Instructions to follow
The output should match the data below line for line.

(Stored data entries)
┏━━

PR #819, opened 2025-09-22
Allow user-defined configuration of MaxGRPCRetries and MaxRPCMsgSize

dmathieu:
This allows user-defined configuration of the currently static configurations in the receiver's controller, as mentioned in #817.
cc @Gandem @ogaca-dd

### DIFF
--- a/internal/controller/config.go
+++ b/internal/controller/config.go
@@ -34,6 +34,8 @@ type Config struct {
 	OffCPUThreshold        float64
 	UProbeLinks            []string
 	LoadProbe              bool
+	MaxGRPCRetries         uint32
+	MaxRPCMsgSize          int
 
 	Reporter reporter.Reporter
 
--- a/collector/factory.go
+++ b/collector/factory.go
@@ -35,7 +35,8 @@ func createProfilesReceiver(
 	_ context.Context,
 	rs receiver.Settings,
 	baseCfg component.Config,
-	nextConsumer xconsumer.Profiles) (xreceiver.Profiles, error) {
+	nextConsumer xconsumer.Profiles,
+) (xreceiver.Profiles, error) {
 	cfg, ok := baseCfg.(*controller.Config)
 	if !ok {
 		return nil, errInvalidConfig
@@ -53,5 +54,7 @@ func defaultConfig() component.Config {
 		ProbabilisticThreshold: 100,
 		Tracers:                "all",
 		ClockSyncInterval:      3 * time.Minute,
+		MaxGRPCRetries:         5,
+		MaxRPCMsgSize:          32 << 20, // 32 MiB,
 	}
 }
--- a/collector/internal/controller.go
+++ b/collector/internal/controller.go
@@ -28,15 +28,16 @@ type Controller struct {
 }
 
 func NewController(cfg *controller.Config, rs receiver.Settings,
-	nextConsumer xconsumer.Profiles) (*Controller, error) {
+	nextConsumer xconsumer.Profiles,
+) (*Controller, error) {
 	intervals := times.New(cfg.ReporterInterval,
 		cfg.MonitorInterval, cfg.ProbabilisticInterval)
 
 	rep, err := reporter.NewCollector(&reporter.Config{
 		Name:                   ctrlName,
 		Version:                vc.Version(),
-		MaxRPCMsgSize:          32 << 20, // 32 MiB
-		MaxGRPCRetries:         5,
+		MaxRPCMsgSize:          cfg.MaxRPCMsgSize,
+		MaxGRPCRetries:         cfg.MaxGRPCRetries,
 		GRPCOperationTimeout:   intervals.GRPCOperationTimeout(),
 		GRPCStartupBackoffTime: intervals.GRPCStartupBackoffTime(),
 		GRPCConnectionTimeout:  intervals.GRPCConnectionTimeout(),


internal/controller/config.go
```diff
@@ -34,6 +34,8 @@ type Config struct {
 	OffCPUThreshold        float64
 	UProbeLinks            []string
 	LoadProbe              bool
+	MaxGRPCRetries         uint32
+	MaxRPCMsgSize          int
```
Gandem, line 38: @dmathieu Thank you!

Since this structure is internal, how would a user be able to override this configuration? Wouldn't that require the collector to access fields from that structure (to be able to parse from yaml, or environment variables)?

dmathieu: The user configures this through their collector's `config.yaml` file.
Eg:

```yaml
receivers:
  profiling:
    SamplesPerSecond: 19
```

This works despite the config struct being internal because it's unmarshalled from json by [confmap](https://pkg.go.dev/go.opentelemetry.io/collector/confmap), and then typed into a `controller.Config` (in [factory.go](https://github.com/open-telemetry/opentelemetry-ebpf-profiler/blob/main/collector/factory.go#L39)).

ogaca-dd: If you look carefully at the Usage section of the [initial PR](https://github.com/open-telemetry/opentelemetry-ebpf-profiler/pull/811), the configuration of the profiler is exported so that we can define our own config that embeds the controller config (receiverhelper.Config contains all the controller-configurable fields).
```go
type Config struct {
	*receiverhelper.Config `mapstructure:",squash"`
	ExtraFields             string `mapstructure:"extra_field"` // Extra fields to configure Reporter and ExecutableReporter
}
```

We would like to have some config options to customize ExecutableReporter (in the code above this is represented by ExtraFields).

In my [initial PR](https://github.com/open-telemetry/opentelemetry-ebpf-profiler/pull/811), I didn't export `controller.Config`; instead, I created [receiverhelper.Config](https://github.com/open-telemetry/opentelemetry-ebpf-profiler/pull/811/files#diff-663b306527188fb6cccf4502bdda0f8ecc088722cd73540f94c21af68e59fbe1R55-R66), which contains only the fields configurable via the OTEL config. Can this solution be applied here?

Please let me know if there’s anything I can do to make this development smoother as there has already been quite a bit of back and forth.

Gandem: There is also prior art for this in openlemetry-collector-contrib, most of the receivers are exporting their configuration structure, which enables extensibility, see https://github.com/search?q=repo%3Aopen-telemetry%2Fopentelemetry-collector-contrib%20receiver%20Config&type=code.

dmathieu: Couldn't you do that the other way, by passing a wrapper around `BuildProfilesReceiver`?

```golang
func rcv(_ context.Context,
	rs receiver.Settings,
	baseCfg component.Config,
	nextConsumer xconsumer.Profiles,
) (xreceiver.Profiles, error) {
	cfg, ok := baseCfg.(*YourConfigStruct)
	if !ok {
		return nil, errInvalidConfig
	}

	er := BuildExecutableReporter(cfg)

	return collector.BuildProfilesReceiver(collector.WithExecutableReporter(er))
}

	return xreceiver.NewFactory(
		typeStr,
		defaultConfig,
		xreceiver.WithProfiles(rcv, component.StabilityLevelAlpha))
}

```

This is kinda hacking around the way confmap works. Since you type the struct into your own type, you can read any value you wish, as well as add new ones.

rogercoll, line 38:
```suggestion
	MaxGRPCRetries         uint32        `mapstructure:"max_grpc_retries"`
	MaxRPCMsgSize          int        `mapstructure:"max_rpc_msg_size"`
```

Do we expect those to be used from YAML configurations? Should we expose them in snake case format?

Gandem: I think that would work for that use case. This is less extensible though than exposing the `Config` structure, which also allows us to extend the default configuration. We wanted to be able to redefine the `defaultConfig` output, for example:
* Change the default enabled tracers.
* Change the default reporting intervals.

Both would currently require us to redefine the structure of Config, and ensure they are in sync with `internal/controller/config`. Is there a downside to putting the `Config` structure in another non-internal package?

dmathieu: I'm fine with making the Config struct public. But in terms of public API, its proper location should be in the main package. Not in a subpackage (and not in `receiverhelper`, which is meant to receive tools that help building receivers, not all receiver's config).

dmathieu: We've never needed to do so for the other configs, and have been able to use them in YAML.

ogaca-dd: Making `Config` struct public would be nice.
Note: I put the config in `receiverhelper` for the reasons explained [here](https://github.com/open-telemetry/opentelemetry-ebpf-profiler/pull/811#discussion_r2362289832), but of course can be put somewhere else.

rogercoll: But shouldn't we align it with other receiver's format (snake case instead of camel case)?

Gandem: We write a [one-pager document](https://docs.google.com/document/d/1QGRCABBgA-eJ3BXe0k0oM6MNGdVXvHmgDT675KxCVZo/edit?tab=t.0) to list our use cases and suggest a path forward. Would appreciate getting your thoughts on this, thank you 🙇!

dmathieu: Sure, but that doesn't seem like something we should do in this PR. Rather in one PR that fixes the entire config together.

┗━━

Solution to this task
PR #819, opened 2025-09-22
Allow user-defined configuration of MaxGRPCRetries and MaxRPCMsgSize

dmathieu:
This allows user-defined configuration of the currently static configurations in the receiver's controller, as mentioned in #817.
cc @Gandem @ogaca-dd

### DIFF
--- a/internal/controller/config.go
+++ b/internal/controller/config.go
@@ -34,6 +34,8 @@ type Config struct {
 	OffCPUThreshold        float64
 	UProbeLinks            []string
 	LoadProbe              bool
+	MaxGRPCRetries         uint32
+	MaxRPCMsgSize          int
 
 	Reporter reporter.Reporter
 
--- a/collector/factory.go
+++ b/collector/factory.go
@@ -35,7 +35,8 @@ func createProfilesReceiver(
 	_ context.Context,
 	rs receiver.Settings,
 	baseCfg component.Config,
-	nextConsumer xconsumer.Profiles) (xreceiver.Profiles, error) {
+	nextConsumer xconsumer.Profiles,
+) (xreceiver.Profiles, error) {
 	cfg, ok := baseCfg.(*controller.Config)
 	if !ok {
 		return nil, errInvalidConfig
@@ -53,5 +54,7 @@ func defaultConfig() component.Config {
 		ProbabilisticThreshold: 100,
 		Tracers:                "all",
 		ClockSyncInterval:      3 * time.Minute,
+		MaxGRPCRetries:         5,
+		MaxRPCMsgSize:          32 << 20, // 32 MiB,
 	}
 }
--- a/collector/internal/controller.go
+++ b/collector/internal/controller.go
@@ -28,15 +28,16 @@ type Controller struct {
 }
 
 func NewController(cfg *controller.Config, rs receiver.Settings,
-	nextConsumer xconsumer.Profiles) (*Controller, error) {
+	nextConsumer xconsumer.Profiles,
+) (*Controller, error) {
 	intervals := times.New(cfg.ReporterInterval,
 		cfg.MonitorInterval, cfg.ProbabilisticInterval)
 
 	rep, err := reporter.NewCollector(&reporter.Config{
 		Name:                   ctrlName,
 		Version:                vc.Version(),
-		MaxRPCMsgSize:          32 << 20, // 32 MiB
-		MaxGRPCRetries:         5,
+		MaxRPCMsgSize:          cfg.MaxRPCMsgSize,
+		MaxGRPCRetries:         cfg.MaxGRPCRetries,
 		GRPCOperationTimeout:   intervals.GRPCOperationTimeout(),
 		GRPCStartupBackoffTime: intervals.GRPCStartupBackoffTime(),
 		GRPCConnectionTimeout:  intervals.GRPCConnectionTimeout(),


internal/controller/config.go
```diff
@@ -34,6 +34,8 @@ type Config struct {
 	OffCPUThreshold        float64
 	UProbeLinks            []string
 	LoadProbe              bool
+	MaxGRPCRetries         uint32
+	MaxRPCMsgSize          int
```
Gandem, line 38: @dmathieu Thank you!

Since this structure is internal, how would a user be able to override this configuration? Wouldn't that require the collector to access fields from that structure (to be able to parse from yaml, or environment variables)?

dmathieu: The user configures this through their collector's `config.yaml` file.
Eg:

```yaml
receivers:
  profiling:
    SamplesPerSecond: 19
```

This works despite the config struct being internal because it's unmarshalled from json by [confmap](https://pkg.go.dev/go.opentelemetry.io/collector/confmap), and then typed into a `controller.Config` (in [factory.go](https://github.com/open-telemetry/opentelemetry-ebpf-profiler/blob/main/collector/factory.go#L39)).

ogaca-dd: If you look carefully at the Usage section of the [initial PR](https://github.com/open-telemetry/opentelemetry-ebpf-profiler/pull/811), the configuration of the profiler is exported so that we can define our own config that embeds the controller config (receiverhelper.Config contains all the controller-configurable fields).
```go
type Config struct {
	*receiverhelper.Config `mapstructure:",squash"`
	ExtraFields             string `mapstructure:"extra_field"` // Extra fields to configure Reporter and ExecutableReporter
}
```

We would like to have some config options to customize ExecutableReporter (in the code above this is represented by ExtraFields).

In my [initial PR](https://github.com/open-telemetry/opentelemetry-ebpf-profiler/pull/811), I didn't export `controller.Config`; instead, I created [receiverhelper.Config](https://github.com/open-telemetry/opentelemetry-ebpf-profiler/pull/811/files#diff-663b306527188fb6cccf4502bdda0f8ecc088722cd73540f94c21af68e59fbe1R55-R66), which contains only the fields configurable via the OTEL config. Can this solution be applied here?

Please let me know if there’s anything I can do to make this development smoother as there has already been quite a bit of back and forth.

Gandem: There is also prior art for this in openlemetry-collector-contrib, most of the receivers are exporting their configuration structure, which enables extensibility, see https://github.com/search?q=repo%3Aopen-telemetry%2Fopentelemetry-collector-contrib%20receiver%20Config&type=code.

dmathieu: Couldn't you do that the other way, by passing a wrapper around `BuildProfilesReceiver`?

```golang
func rcv(_ context.Context,
	rs receiver.Settings,
	baseCfg component.Config,
	nextConsumer xconsumer.Profiles,
) (xreceiver.Profiles, error) {
	cfg, ok := baseCfg.(*YourConfigStruct)
	if !ok {
		return nil, errInvalidConfig
	}

	er := BuildExecutableReporter(cfg)

	return collector.BuildProfilesReceiver(collector.WithExecutableReporter(er))
}

	return xreceiver.NewFactory(
		typeStr,
		defaultConfig,
		xreceiver.WithProfiles(rcv, component.StabilityLevelAlpha))
}

```

This is kinda hacking around the way confmap works. Since you type the struct into your own type, you can read any value you wish, as well as add new ones.

rogercoll, line 38:
```suggestion
	MaxGRPCRetries         uint32        `mapstructure:"max_grpc_retries"`
	MaxRPCMsgSize          int        `mapstructure:"max_rpc_msg_size"`
```

Do we expect those to be used from YAML configurations? Should we expose them in snake case format?

Gandem: I think that would work for that use case. This is less extensible though than exposing the `Config` structure, which also allows us to extend the default configuration. We wanted to be able to redefine the `defaultConfig` output, for example:
* Change the default enabled tracers.
* Change the default reporting intervals.

Both would currently require us to redefine the structure of Config, and ensure they are in sync with `internal/controller/config`. Is there a downside to putting the `Config` structure in another non-internal package?

dmathieu: I'm fine with making the Config struct public. But in terms of public API, its proper location should be in the main package. Not in a subpackage (and not in `receiverhelper`, which is meant to receive tools that help building receivers, not all receiver's config).

dmathieu: We've never needed to do so for the other configs, and have been able to use them in YAML.

ogaca-dd: Making `Config` struct public would be nice.
Note: I put the config in `receiverhelper` for the reasons explained [here](https://github.com/open-telemetry/opentelemetry-ebpf-profiler/pull/811#discussion_r2362289832), but of course can be put somewhere else.

rogercoll: But shouldn't we align it with other receiver's format (snake case instead of camel case)?

Gandem: We write a [one-pager document](https://docs.google.com/document/d/1QGRCABBgA-eJ3BXe0k0oM6MNGdVXvHmgDT675KxCVZo/edit?tab=t.0) to list our use cases and suggest a path forward. Would appreciate getting your thoughts on this, thank you 🙇!

dmathieu: Sure, but that doesn't seem like something we should do in this PR. Rather in one PR that fixes the entire config together.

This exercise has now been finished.